§ **WORK TO BE COMPLETED**:
Could you print each of the records below exactly?

+++ PROVIDED INFORMATION

PR #2483, opened 2026-09-09
test(wallet-connector): verify real wallet session restore

jonybur:
## Outcome

Real OKX and Keplr tests cover dialog close, reopen, and page reload. This is partial coverage for #2355.

## Change

- Keep both wallet identities when the dialog closes and reopens.
- Require final Connect before confirmation.
- Restore the same identities and confirmation when persistence is enabled.
- Save no session and clear the selection on reload when persistence is disabled.

## Safety

Reuse the existing wallet setup with fresh generated identities. Add no mock data. Keep screenshots, video, and traces off.

## Verification

- Real OKX 4.15.19 and Keplr 0.13.46: 2 tests passed with no retries in the final run.
- Unit tests: 295 passed. Package checks: 23 passed.
- Lint passed with 89 existing warnings. Formatting and diff checks passed.
- After integrating main: wallet build, 295 unit tests, 23 package checks, story lint, formatting, and two-case test discovery passed. The real-wallet test code is unchanged; no new live run is claimed.

An earlier run missed the initial OKX popup. The isolated rerun and final full run passed.

## Links

#2463 is merged. This PR targets `main`. The integration merge preserves exactly the original two-file session change.

Tracks #2355. #2355 stays open. Parent: #2230. Epic: #2228.

Consumer routes and the wider wallet matrix still need coverage.


jonybur (commented):
Reviewed the wallet-connector half at 35989acf — the last two commits on the branch. The first four are #2463, which squash-merged into main three seconds before this head was pushed, so the diff currently replays them; a rebase will drop them.

The session-restore spec itself is the right shape. Driving both cases from one parameterised body means the persistent and non-persistent paths cannot drift, `data-confirmed` on the story button gives the reload assertion something real to read rather than inferring from a rendered address, and comparing the reopened sections against the identities captured before the close is what makes the test about restore rather than about connecting twice. Asserting the empty `baby-connected-wallet-accounts` in the non-persistent case pins the storage side too, not just the UI. Generating a fresh mnemonic and password per context, redacting both out of any setup error, and keeping trace, screenshot and video off are all correct for a suite that drives a real seed phrase through a real extension.

Two things I would fix before merge.

**1. The Keplr seed grid has no shape guard, unlike the OKX one.** `keplr.ts:26-30` now fills the i-th match of a page-wide `input[type=text], input[type=password]` selector, anchored to nothing. The selector it replaced was at least scoped to the grid through its label text. `okx.ts` handles the same problem properly: it counts the boxes, compares the count against `words.length`, and throws an error naming `selectOkxSeedWordCount` as the thing to re-derive when OKX changes its import UI. Keplr gets none of that, so if a future Keplr build renders one extra text input above the grid, every word shifts by one and the run fails somewhere downstream on an unrelated assertion instead of saying the seed grid changed. Count the matched inputs against `words.length` before the loop and throw the same kind of message.

**2. The mnemonic and password guards name an environment variable that this path no longer reads.** `keplr.ts:10-11` still throws "Missing E2E_WALLET_MNEMONIC in environment variables" and "Missing E2E_WALLET_PASSWORD in environment variables", and `okx.ts` carries the same pair. Both values are now generated inside `setupExtensions`, so the branch is unreachable through the fixture, and anyone who does reach it is sent to configure a variable nothing consults. Either drop the guards or reword them to name the generator.

Not blocking, and noted rather than raised: removing the swallow from `checked.count()` and `uncheck()` in the OKX welcome-screen frame loop makes a frame that detaches mid-iteration a hard setup failure, and CI runs this with retries disabled. Failing loud is the right instinct, but a detaching frame is not a product failure — worth watching for flakes over the first few CI runs.

The main workflows have not run on this head yet, so there is no CI evidence for it beyond the two checks that reported.

jrwbabylonlab (approved):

++++++

§ **ANSWER TO THE EXERCISE**:
PR #2483, opened 2026-09-09
test(wallet-connector): verify real wallet session restore

jonybur:
## Outcome

Real OKX and Keplr tests cover dialog close, reopen, and page reload. This is partial coverage for #2355.

## Change

- Keep both wallet identities when the dialog closes and reopens.
- Require final Connect before confirmation.
- Restore the same identities and confirmation when persistence is enabled.
- Save no session and clear the selection on reload when persistence is disabled.

## Safety

Reuse the existing wallet setup with fresh generated identities. Add no mock data. Keep screenshots, video, and traces off.

## Verification

- Real OKX 4.15.19 and Keplr 0.13.46: 2 tests passed with no retries in the final run.
- Unit tests: 295 passed. Package checks: 23 passed.
- Lint passed with 89 existing warnings. Formatting and diff checks passed.
- After integrating main: wallet build, 295 unit tests, 23 package checks, story lint, formatting, and two-case test discovery passed. The real-wallet test code is unchanged; no new live run is claimed.

An earlier run missed the initial OKX popup. The isolated rerun and final full run passed.

## Links

#2463 is merged. This PR targets `main`. The integration merge preserves exactly the original two-file session change.

Tracks #2355. #2355 stays open. Parent: #2230. Epic: #2228.

Consumer routes and the wider wallet matrix still need coverage.


jonybur (commented):
Reviewed the wallet-connector half at 35989acf — the last two commits on the branch. The first four are #2463, which squash-merged into main three seconds before this head was pushed, so the diff currently replays them; a rebase will drop them.

The session-restore spec itself is the right shape. Driving both cases from one parameterised body means the persistent and non-persistent paths cannot drift, `data-confirmed` on the story button gives the reload assertion something real to read rather than inferring from a rendered address, and comparing the reopened sections against the identities captured before the close is what makes the test about restore rather than about connecting twice. Asserting the empty `baby-connected-wallet-accounts` in the non-persistent case pins the storage side too, not just the UI. Generating a fresh mnemonic and password per context, redacting both out of any setup error, and keeping trace, screenshot and video off are all correct for a suite that drives a real seed phrase through a real extension.

Two things I would fix before merge.

**1. The Keplr seed grid has no shape guard, unlike the OKX one.** `keplr.ts:26-30` now fills the i-th match of a page-wide `input[type=text], input[type=password]` selector, anchored to nothing. The selector it replaced was at least scoped to the grid through its label text. `okx.ts` handles the same problem properly: it counts the boxes, compares the count against `words.length`, and throws an error naming `selectOkxSeedWordCount` as the thing to re-derive when OKX changes its import UI. Keplr gets none of that, so if a future Keplr build renders one extra text input above the grid, every word shifts by one and the run fails somewhere downstream on an unrelated assertion instead of saying the seed grid changed. Count the matched inputs against `words.length` before the loop and throw the same kind of message.

**2. The mnemonic and password guards name an environment variable that this path no longer reads.** `keplr.ts:10-11` still throws "Missing E2E_WALLET_MNEMONIC in environment variables" and "Missing E2E_WALLET_PASSWORD in environment variables", and `okx.ts` carries the same pair. Both values are now generated inside `setupExtensions`, so the branch is unreachable through the fixture, and anyone who does reach it is sent to configure a variable nothing consults. Either drop the guards or reword them to name the generator.

Not blocking, and noted rather than raised: removing the swallow from `checked.count()` and `uncheck()` in the OKX welcome-screen frame loop makes a frame that detaches mid-iteration a hard setup failure, and CI runs this with retries disabled. Failing loud is the right instinct, but a detaching frame is not a product failure — worth watching for flakes over the first few CI runs.

The main workflows have not run on this head yet, so there is no CI evidence for it beyond the two checks that reported.

jrwbabylonlab (approved):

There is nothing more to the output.